TRY IT — Where does the string "logvar" appear in the material? Copy each line that holds it.

DATA SHOWN —
PR #3200, opened 2026-04-28
Add a generator to the PVeRA reparameterization function.

leofillioux:
This PR addresses [this comment](https://github.com/huggingface/peft/pull/3189#discussion_r3140569649) from PR #3189.

It integrates a generator in the reparameterization function from PVeRA, and uses it for sampling the random epsilon. This generator (`torch.Generator`) can be specified in the config.

### DIFF
--- a/src/peft/tuners/pvera/config.py
+++ b/src/peft/tuners/pvera/config.py
@@ -13,6 +13,7 @@
 # limitations under the License.
 from __future__ import annotations
 
+import torch
 import warnings
 from dataclasses import dataclass, field
 from typing import Optional, Union
@@ -75,6 +76,8 @@ class PveraConfig(PeftConfig):
             default for non-specified adapters). For example
             `sample_at_inference={'encoder.layer.0.attention.attention.query': True}` will only sample at inference for
             one specific adapter.
+        generator (`torch.Generator`, defaults to None):
+            Random generator for sampling from the learned distribution.
     """
 
     r: int = field(
@@ -187,6 +190,7 @@ class PveraConfig(PeftConfig):
             ),
         },
     )
+    generator: torch.Generator = field(default=None, metadata={"help": "Random generator for sampling from the learned distribution."})
 
     def __post_init__(self):
         super().__post_init__()
--- a/src/peft/tuners/pvera/config.py
+++ b/src/peft/tuners/pvera/config.py
@@ -13,7 +13,6 @@
 # limitations under the License.
 from __future__ import annotations
 
-import torch
 import warnings
 from dataclasses import dataclass, field
 from typing import Optional, Union
@@ -76,8 +75,8 @@ class PveraConfig(PeftConfig):
             default for non-specified adapters). For example
             `sample_at_inference={'encoder.layer.0.attention.attention.query': True}` will only sample at inference for
             one specific adapter.
-        generator (`torch.Generator`, defaults to None):
-            Random generator for sampling from the learned distribution.
+        generator_seed (`int`, defaults to None):
+            Random seed for the generator for sampling from the learned distribution.
     """
 
     r: int = field(
@@ -190,7 +189,7 @@ class PveraConfig(PeftConfig):
             ),
         },
     )
-    generator: torch.Generator = field(default=None, metadata={"help": "Random generator for sampling from the learned distribution."})
+    generator_seed: int = field(default=None, metadata={"help": "Random seed for the generator for sampling from the learned distribution."})
 
     def __post_init__(self):
         super().__post_init__()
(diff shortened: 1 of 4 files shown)


src/peft/tuners/pvera/config.py
```diff
@@ -187,6 +190,7 @@ class PveraConfig(PeftConfig):
             ),
         },
     )
+    generator: torch.Generator = field(default=None, metadata={"help": "Random generator for sampling from the learned distribution."})
```
BenjaminBossan: This wouldn't allow to save the config as a JSON, right? How about having a `seed` argument instead that, if it's not `None`, serves as a seed for the generator?

BenjaminBossan (changes requested):
Thanks for the quick PR. I think there is a small issue, otherwise it looks good. Please check.

leofillioux:
Hey @BenjaminBossan, thanks for your review! I agree, I hadn't thought of that. I switched to generator_seed, and removed unnecessary arguments in the _reparameterize function. What do you think?

src/peft/tuners/pvera/layer.py
```diff
@@ -146,7 +152,8 @@ def reset_pvera_parameters(self, adapter_name, d_initial: float = 0.1):
     def _reparametrize(self, mu, logvar, sample_at_inference):
         if self.training or (not self.training and sample_at_inference):
             std = torch.exp(0.5 * logvar)
-            eps = torch.randn_like(std)
+            print(self.generator)
```
BenjaminBossan: :see_no_evil:

leofillioux: Oh wow sorry about that haha

leofillioux:
@BenjaminBossan I removed that debugging line 😊

BenjaminBossan:
@leofillioux please run `make style`.

BenjaminBossan (changes requested):
Just noticed that it would be good to test this. Let's just add a single pvera test to the end of `TestPeftCustomModel` (i.e. [here](https://github.com/huggingface/peft/blob/9a20e07d347fa5f1c565f3393aa0c4fea469badb/tests/test_custom_models.py#L3794)) and check for reproducibility.

leofillioux:
@BenjaminBossan any idea how to check for reproducibility? Because going twice through the model with a generator won't lead to the same results

BenjaminBossan:
> going twice through the model with a generator won't lead to the same results

Oh, why is that?

leofillioux:
The state of the generator changes every time I go through it, so if I go twice through the model, the result won't be the same.

I thought about making two instances of the model, except that the model needs to be trained for one iteration for the adaptation to be non zero. Maybe I should just create a deep copy of the model after the update.

leofillioux:
@BenjaminBossan here is my implementation for the test.

tests/test_custom_models.py
```diff
@@ -3792,6 +3792,25 @@ def test_mha_gradients_set_correctly(self, with_forward_call):
         assert model.base_model.model.mha.base_layer.out_proj.base_layer.weight.requires_grad is True
         assert model.base_model.model.mha.base_layer.in_proj_weight.requires_grad is True
 
+    def test_pvera_reproducible(self):
+        inputs = {"input_ids": torch.arange(10).view(-1, 1).to(self.torch_device)}
+        config = PveraConfig(r=4, sample_at_inference=True, generator_seed=0)
```
BenjaminBossan: I get the idea of training the model so that it's not a no-op, but passing `init_weights=False` should be enough, right? The way I would test is more like:

```python
config = PveraConfig(init_weights=False, generator_seed=0, ...)
output0 = model(inputs)

del model

config = PveraConfig(init_weights=False, generator_seed=0, ...)
output1 = model(inputs)

# check that output0 and output1 are identical
```

I think this better reflects what users of PVeRA would expect when they re-run an experiment and want reproducibility.

leofillioux: The problem when using `init_weight=False` is that `pvera_lambda_d` is randomly initialised to a different vector for both models. I could set the seed before instantiating the model, but then the predictions would be equal regardless of setting `generator_seed` to None or a specified integer.

BenjaminBossan: I see. I think it would be valid to set the same seed before `get_peft_model`, as that is expected to achieve reproducibility. Then you can set the seed to two different values before calling `foward`, in which case we should still see the same result when the generator is being used, right?

leofillioux:
@BenjaminBossan, thanks for the feedback! Here is an updated version of the test.

BenjaminBossan:
Thanks, the test looks good @leofillioux. Could you please merge with/rebase on the latest main branch? The CI should finally be green again :)

BenjaminBossan (approved):
Thanks for adding this feature quickly, LGTM.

YOUR RESPONSE —
     def _reparametrize(self, mu, logvar, sample_at_inference):
             std = torch.exp(0.5 * logvar)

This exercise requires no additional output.